RECORDS FOR THE EXERCISE:
PR #1206, opened 2017-08-28
Fix shifted UI

mikeger:
- New AppRootViewController updated to host itself in the window correctly.

### DIFF
--- a/Wire-iOS/Sources/AppRootViewController.swift
+++ b/Wire-iOS/Sources/AppRootViewController.swift
@@ -220,7 +220,7 @@ class AppRootViewController : UIViewController {
             overlayWindow.rootViewController = NotificationWindowRootViewController()
         }
         
-        if !isClassyInitialized {
+        if !isClassyInitialized && (appState == .authenticated(completedRegistration: false) || appState == .unauthenticated(error: nil)) {
             isClassyInitialized = true
             MagicConfig.shared()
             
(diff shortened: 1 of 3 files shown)


mikeger:
Also initializes classy once (seems like it should work like that).

Wire-iOS/Sources/AppRootViewController.swift
```diff
@@ -213,7 +220,7 @@ class AppRootViewController : UIViewController {
             overlayWindow.rootViewController = NotificationWindowRootViewController()
         }
         
-        if isClassyInitialized || appState == .authenticated(completedRegistration: false) || appState == .unauthenticated(error: nil) {
+        if !isClassyInitialized {
```
typfel: The idea was not initialise classy when launching in the background but only when entering the authenticated or unauthenticated state.

mikeger:
@typfel updated, there was another bug that app could have an inactive state, that was considered as app is running in the foreground.

typfel:
@mikeger isn't the app inactive when the app is in foreground but some system message gets displayed?

mikeger:
I was following this post: https://stackoverflow.com/questions/7937400/need-clarification-about-uiapplicationstate

Also when the app is starting due to push event it's inactive for me, so the classy was loaded, I had to change it to avoid this effect.

typfel:
@mikeger ah ok 👍

PR #1209, opened 2017-08-28
Observe applicationDidFinishLaunching to update state

mikeger:
- Initially the app is in the inactive state, so the UI is not getting loaded.


mikeger:
@typfel

Wire-iOS/Sources/AppStateController.swift
```diff
@@ -157,6 +159,11 @@ extension AppStateController {
         recalculateAppState()
     }
     
+    func applicationDidFinishLaunching() {
```
typfel: Wouldn't this also fire when launching because of a push?

mikeger: True, but the state would be still inactive.

PR #1216, opened 2017-08-29
Fix/async account manager

johnxnguyen:
# What's in this PR?

This PR utilises the new `SyncEngine` API changes to observe file system access when attempting to create a `SessionManager`. Since the `SessionManager` instantiates an `AccountManager`, which in turn attempts to access the file system. However, It is possible that the file system is not yet unlocked. Therefore, we will only create a `SessionManager` object once we the file system is accessible.

The file system access functionality was introduce in the `SyncEngine` release `107.0.0`. Here we simply update the call to create the `SessionManager`.


mikeger:
🔥   Conflict

PR #1218, opened 2017-08-29
Log Out

mikeger:
- Updated the design for logging out
- Added confirmation
- Added deletion of the database
- Removed the feature flag for logout

# Dependencies

- [x] https://github.com/wireapp/wire-ios-sync-engine/pull/512


Wire-iOS/Sources/Helpers/syncengine/SessionManager+Shared.swift
```diff
@@ -26,4 +26,26 @@ extension SessionManager {
...
+        }
+        
+        guard let sharedContainerURL = Bundle.main.appGroupIdentifier.map(FileManager.sharedContainerDirectory) else {
+            preconditionFailure("Unable to get shared container URL")
+        }
+        
+        let selectedAccountID = selectedAccount.userIdentifier
+        
+        self.logoutCurrentSession(deleteCookie: true)
+        self.accountManager.remove(selectedAccount)
```
typfel: Is this safe to delete the account at this point? Maybe we should delete it inside SessionManager after it has torn down the user session.

mikeger: I was under impression that `SessionManager.logoutCurrentSession` is synchronously waiting for the teardown to be done: it is calling `ZMUserSession.closeAndDeleteCookie` which is calling the operation loop teardown.

typfel: You're right looks like it's blocking. I'd still argue removing the account and deleting the folder is something we should do inside SE.

typfel: Maybe add a `deleteAccount:` argument to `logoutCurrentSession()`

Wire-iOS/Sources/UserInterface/Settings/CellDescriptors/SettingsCellDescriptorFactory+Account.swift
```diff
@@ -223,11 +219,36 @@ extension SettingsCellDescriptorFactory {
...
+        let logoutAction: ()->() = {
+            guard let selectedAccount = SessionManager.shared?.accountManager.selectedAccount else {
+                fatal("No session manager and selected account to log out from")
+            }
+            
+            SessionManager.shared?.logoutCurrentSession(deleteCookie: true)
+            SessionManager.shared?.delete(account: selectedAccount)
+            
+            if let otherAccount = SessionManager.shared?.accountManager.accounts.first {
+                SessionManager.shared?.accountManager.select(otherAccount)
```
typfel: Have you tried this scenario? Would it briefly show the registration before logging into the second account?

mikeger: It's semi-working, it shows login window with X button, when you press X you land in the other account, checking now what's the best way to fix it.

typfel: Miss read, thought you were calling `select()` on the session manager. So then it's working no? Or what behaviour do you want?

mikeger: I wanted to skip the login screen, but may be it's OK like that for the moment. Will check with Yorgos.

typfel: If you want to skip the login I think we would need to have two paths. 

1. If the user has as second account switch to it and *then* delete the first account. 
2. if the user has only one account logout and delete the account.

mikeger: Actually let's merge this one so I can show it to Yorgos :)

PR #1220, opened 2017-08-30
Fix/ephemeral picture ZIOS 8879

johnxnguyen:
## Problem
Ephemeral images can be liked, saved, copied, forwarded, edited and resent.

## Solution
For ephemeral images only:
- In fullscreen image view, remove all toolbar buttons except **delete**.
- In the image cell, remove all buttons except **expand**

## Note
The ephemeral image can expire while the fullscreen image view is open, however the image view will remain open. The design team have confirmed this is by design.

screen shot 2017-08-30 at 14 37 03

screen shot 2017-08-30 at 14 36 41


johnxnguyen:
Do we need a test for this? If so, I might need some help creating the snapshot test.

johnxnguyen:
hey @mikeger, I was not able to capture the actual image in the new `ConversationImagesViewController` snapshots, however the toolbar is correctly captured

PR #1224, opened 2017-08-31
Add command-line switch to inject storage container to test migrations

marcoconti83:
This PR adds the ability, when running on simulator, to inject a previously stored shared container. This can be useful when debugging migrations. 

To use this, first run an old version. Access the container and copy the content (**including hidden files**, or it will fail) to a folder. Then switch to the new version and set a command line argument:

```
--debug-data-to-install=<folder where you copied>
``` 

It replace the content of the shared container with the content of that folder. This is enough to copy over user defaults, cryptobox and database.

Depends on:
- [ ] https://github.com/wireapp/wire-ios-data-model/pull/356


Wire-iOS/Sources/AppRootViewController.swift
```diff
@@ -330,3 +332,26 @@ extension AppRootViewController : AppStateControllerDelegate {
     }
     
 }
+
+// MARK: - Debug
+extension AppRootViewController {
+    
+    /// Takes all files in the folder pointed at by `debugDataToInstall` and installs them
+    /// in the shared folder, erasing any other file in that folder.
+    fileprivate func installDebugDataIfNeeded() {
```
typfel: This method doesn't need to be in `AppRootViewController`. I'd move to it's own class or make an extension on the AppDelegate.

TASK STATEMENT:
Set down the material above in full, keeping each line exactly as it is.

OUTPUT OF THE TASK:
PR #1206, opened 2017-08-28
Fix shifted UI

mikeger:
- New AppRootViewController updated to host itself in the window correctly.

### DIFF
--- a/Wire-iOS/Sources/AppRootViewController.swift
+++ b/Wire-iOS/Sources/AppRootViewController.swift
@@ -220,7 +220,7 @@ class AppRootViewController : UIViewController {
             overlayWindow.rootViewController = NotificationWindowRootViewController()
         }
         
-        if !isClassyInitialized {
+        if !isClassyInitialized && (appState == .authenticated(completedRegistration: false) || appState == .unauthenticated(error: nil)) {
             isClassyInitialized = true
             MagicConfig.shared()
             
(diff shortened: 1 of 3 files shown)


mikeger:
Also initializes classy once (seems like it should work like that).

Wire-iOS/Sources/AppRootViewController.swift
```diff
@@ -213,7 +220,7 @@ class AppRootViewController : UIViewController {
             overlayWindow.rootViewController = NotificationWindowRootViewController()
         }
         
-        if isClassyInitialized || appState == .authenticated(completedRegistration: false) || appState == .unauthenticated(error: nil) {
+        if !isClassyInitialized {
```
typfel: The idea was not initialise classy when launching in the background but only when entering the authenticated or unauthenticated state.

mikeger:
@typfel updated, there was another bug that app could have an inactive state, that was considered as app is running in the foreground.

typfel:
@mikeger isn't the app inactive when the app is in foreground but some system message gets displayed?

mikeger:
I was following this post: https://stackoverflow.com/questions/7937400/need-clarification-about-uiapplicationstate

Also when the app is starting due to push event it's inactive for me, so the classy was loaded, I had to change it to avoid this effect.

typfel:
@mikeger ah ok 👍

PR #1209, opened 2017-08-28
Observe applicationDidFinishLaunching to update state

mikeger:
- Initially the app is in the inactive state, so the UI is not getting loaded.


mikeger:
@typfel

Wire-iOS/Sources/AppStateController.swift
```diff
@@ -157,6 +159,11 @@ extension AppStateController {
         recalculateAppState()
     }
     
+    func applicationDidFinishLaunching() {
```
typfel: Wouldn't this also fire when launching because of a push?

mikeger: True, but the state would be still inactive.

PR #1216, opened 2017-08-29
Fix/async account manager

johnxnguyen:
# What's in this PR?

This PR utilises the new `SyncEngine` API changes to observe file system access when attempting to create a `SessionManager`. Since the `SessionManager` instantiates an `AccountManager`, which in turn attempts to access the file system. However, It is possible that the file system is not yet unlocked. Therefore, we will only create a `SessionManager` object once we the file system is accessible.

The file system access functionality was introduce in the `SyncEngine` release `107.0.0`. Here we simply update the call to create the `SessionManager`.


mikeger:
🔥   Conflict

PR #1218, opened 2017-08-29
Log Out

mikeger:
- Updated the design for logging out
- Added confirmation
- Added deletion of the database
- Removed the feature flag for logout

# Dependencies

- [x] https://github.com/wireapp/wire-ios-sync-engine/pull/512


Wire-iOS/Sources/Helpers/syncengine/SessionManager+Shared.swift
```diff
@@ -26,4 +26,26 @@ extension SessionManager {
...
+        }
+        
+        guard let sharedContainerURL = Bundle.main.appGroupIdentifier.map(FileManager.sharedContainerDirectory) else {
+            preconditionFailure("Unable to get shared container URL")
+        }
+        
+        let selectedAccountID = selectedAccount.userIdentifier
+        
+        self.logoutCurrentSession(deleteCookie: true)
+        self.accountManager.remove(selectedAccount)
```
typfel: Is this safe to delete the account at this point? Maybe we should delete it inside SessionManager after it has torn down the user session.

mikeger: I was under impression that `SessionManager.logoutCurrentSession` is synchronously waiting for the teardown to be done: it is calling `ZMUserSession.closeAndDeleteCookie` which is calling the operation loop teardown.

typfel: You're right looks like it's blocking. I'd still argue removing the account and deleting the folder is something we should do inside SE.

typfel: Maybe add a `deleteAccount:` argument to `logoutCurrentSession()`

Wire-iOS/Sources/UserInterface/Settings/CellDescriptors/SettingsCellDescriptorFactory+Account.swift
```diff
@@ -223,11 +219,36 @@ extension SettingsCellDescriptorFactory {
...
+        let logoutAction: ()->() = {
+            guard let selectedAccount = SessionManager.shared?.accountManager.selectedAccount else {
+                fatal("No session manager and selected account to log out from")
+            }
+            
+            SessionManager.shared?.logoutCurrentSession(deleteCookie: true)
+            SessionManager.shared?.delete(account: selectedAccount)
+            
+            if let otherAccount = SessionManager.shared?.accountManager.accounts.first {
+                SessionManager.shared?.accountManager.select(otherAccount)
```
typfel: Have you tried this scenario? Would it briefly show the registration before logging into the second account?

mikeger: It's semi-working, it shows login window with X button, when you press X you land in the other account, checking now what's the best way to fix it.

typfel: Miss read, thought you were calling `select()` on the session manager. So then it's working no? Or what behaviour do you want?

mikeger: I wanted to skip the login screen, but may be it's OK like that for the moment. Will check with Yorgos.

typfel: If you want to skip the login I think we would need to have two paths. 

1. If the user has as second account switch to it and *then* delete the first account. 
2. if the user has only one account logout and delete the account.

mikeger: Actually let's merge this one so I can show it to Yorgos :)

PR #1220, opened 2017-08-30
Fix/ephemeral picture ZIOS 8879

johnxnguyen:
## Problem
Ephemeral images can be liked, saved, copied, forwarded, edited and resent.

## Solution
For ephemeral images only:
- In fullscreen image view, remove all toolbar buttons except **delete**.
- In the image cell, remove all buttons except **expand**

## Note
The ephemeral image can expire while the fullscreen image view is open, however the image view will remain open. The design team have confirmed this is by design.

screen shot 2017-08-30 at 14 37 03

screen shot 2017-08-30 at 14 36 41


johnxnguyen:
Do we need a test for this? If so, I might need some help creating the snapshot test.

johnxnguyen:
hey @mikeger, I was not able to capture the actual image in the new `ConversationImagesViewController` snapshots, however the toolbar is correctly captured

PR #1224, opened 2017-08-31
Add command-line switch to inject storage container to test migrations

marcoconti83:
This PR adds the ability, when running on simulator, to inject a previously stored shared container. This can be useful when debugging migrations. 

To use this, first run an old version. Access the container and copy the content (**including hidden files**, or it will fail) to a folder. Then switch to the new version and set a command line argument:

```
--debug-data-to-install=<folder where you copied>
``` 

It replace the content of the shared container with the content of that folder. This is enough to copy over user defaults, cryptobox and database.

Depends on:
- [ ] https://github.com/wireapp/wire-ios-data-model/pull/356


Wire-iOS/Sources/AppRootViewController.swift
```diff
@@ -330,3 +332,26 @@ extension AppRootViewController : AppStateControllerDelegate {
     }
     
 }
+
+// MARK: - Debug
+extension AppRootViewController {
+    
+    /// Takes all files in the folder pointed at by `debugDataToInstall` and installs them
+    /// in the shared folder, erasing any other file in that folder.
+    fileprivate func installDebugDataIfNeeded() {
```
typfel: This method doesn't need to be in `AppRootViewController`. I'd move to it's own class or make an extension on the AppDelegate.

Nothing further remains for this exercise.